Fotografía: Andoni Lubaki
El último demonio sobre la Tierra es judío, vive en una buhardilla y tiene como sustento un libro de cuentos en yiddish, «un residuo de los días anteriores a la gran catástrofe». Isaac Bashevis Singer lo sabía porque escribió este, y el resto de sus cuentos, en la misma lengua moribunda. Recordamos su discurso tras recibir el Nobel de literatura (1978): «A los fantasmas les encanta el yiddish, todos lo hablan. El día de la resurrección millones de cadáveres se levantarán de la tumba y preguntarán por el último libro escrito en su lengua».
A Dios, decía Bashevis, solo le pediría una cosa: alguien que la traduzca. Rhoda Henelde lo hizo al castellano y está ahora sentada enfrente nuestro junto a su marido, Jacob. Nos hemos citado en la sede madrileña de la Federación de Comunidades Judías de España. Pronto descubriremos que haber traducido a los tres hermanos Singer, o a Kulbak, a Bergelson o a tantos otros solo es el capítulo más reciente en la vida de una mujer que llegó al mundo en los albores de la gran catástrofe; justo cuando los fantasmas estaban a punto de enamorarse de su lengua de cuna. Rhoda Henelde nació en diciembre en Varsovia, oficialmente en 1937, pero ella sabe que fue en el 38. Para entonces, el gueto de los judíos ya se había levantado en la capital polaca y ni a su padre, Mordejai Lebenshtein, ni al resto se les permitía trabajar fuera de allí. Que el 30 % de la población de Varsovia llegara a ser recluida en un espacio de apenas el 2 % de su superficie era, además de una atrocidad, un desafío a las leyes de la física.
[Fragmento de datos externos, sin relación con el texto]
PR #2302, opened 2022-08-09
Feature: BB-244 move notification failed processing logic to replication status processor

welansari:
Issue: [BB-244](https://scality.atlassian.net/browse/BB-244)

This refactoring is needed for multiple reasons:
- Send “replication failed” notification only after CRR replay has failed
- Avoid duplicating “resources” (like NotificationConfigManager) in each instance of QueueProcessor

Mordejai era un hombre de recursos, capaz de mantener a su familia dando clases de ruso y esperanto. Rhoda dice que había mucha demanda entonces. Lo sabe porque se lo contaron. Aún era demasiado pequeña para entender nada. También cuando su madre se la llevó a Konstantinow Biala Podlaska, su pueblo. Y allí estaban, con los abuelos, cuando los nazis invadieron Polonia y llegaron a Varsovia. Mordejai consiguió huir entre las bombas y, tras llegar a pie, les dijo que tenían que salir del país. Los abuelos se encomendaron a Dios; Rhoda y su madre huyeron escondidas en un carro de heno hasta Gómel, en la actual Bielorrusia. Su padre encontró trabajo de contable en una fábrica de cerillas, lo cual también fue suficiente para vivir humildemente en aquella casita del bosque. Hasta que volvieron a sonar las sirenas y caer las bombas. Las carreras a los refugios son un primer recuerdo de la infancia para Rhoda, pero todavía no tenía edad para entender que no tener pasaportes era un problema. El castigo para ambas sería más leve si Mordejai entraba en el ejército, o eso pensaron en casa. Rhoda dice que no sabe si lo reclutaron a la fuerza o si marchó voluntario al frente con el Ejército Rojo. Lo cierto es que Mordejai desapareció para siempre, y ellas acabaron en Siberia, en un centro para mujeres delincuentes de Tomsk. Al menos no era un gulag, dice Rhoda, aunque hay otros recuerdos tan dolorosos que prefiere atajar antes de retomar el relato.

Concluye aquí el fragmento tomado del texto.